WORK TASK:
Copy all of the records below verbatim.

DATA FOR THIS TASK:
PR #204, opened 2022-07-22
Remove AppConfig.connectors_logger method and everything connected to it

artem-shelkovnikov:
Does not seem to be needed any more - inlined usage of `AppConfig.connectors_logger` to the only place that used it.

### DIFF
--- a/lib/stubs/app_config.rb
+++ b/lib/stubs/app_config.rb
@@ -4,8 +4,6 @@
 # you may not use this file except in compliance with the Elastic License.
 #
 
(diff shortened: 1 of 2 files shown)


lib/stubs/app_config.rb
```diff
@@ -8,10 +8,6 @@
```
wangch079, line 8:
```
require 'logger'
```

This can be removed as well.

wangch079 (approved):
LGTM expect one small change

PR #205, opened 2022-07-22
Clean up some unused logic from Utility:: namespace

artem-shelkovnikov:
Just a couple small cleanups of `Utility::*` namespace:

OUTPUT OF THE EXERCISE:
PR #204, opened 2022-07-22
Remove AppConfig.connectors_logger method and everything connected to it

artem-shelkovnikov:
Does not seem to be needed any more - inlined usage of `AppConfig.connectors_logger` to the only place that used it.

### DIFF
--- a/lib/stubs/app_config.rb
+++ b/lib/stubs/app_config.rb
@@ -4,8 +4,6 @@
 # you may not use this file except in compliance with the Elastic License.
 #
 
(diff shortened: 1 of 2 files shown)


lib/stubs/app_config.rb
```diff
@@ -8,10 +8,6 @@
```
wangch079, line 8:
```
require 'logger'
```

This can be removed as well.

wangch079 (approved):
LGTM expect one small change

PR #205, opened 2022-07-22
Clean up some unused logic from Utility:: namespace

artem-shelkovnikov:
Just a couple small cleanups of `Utility::*` namespace:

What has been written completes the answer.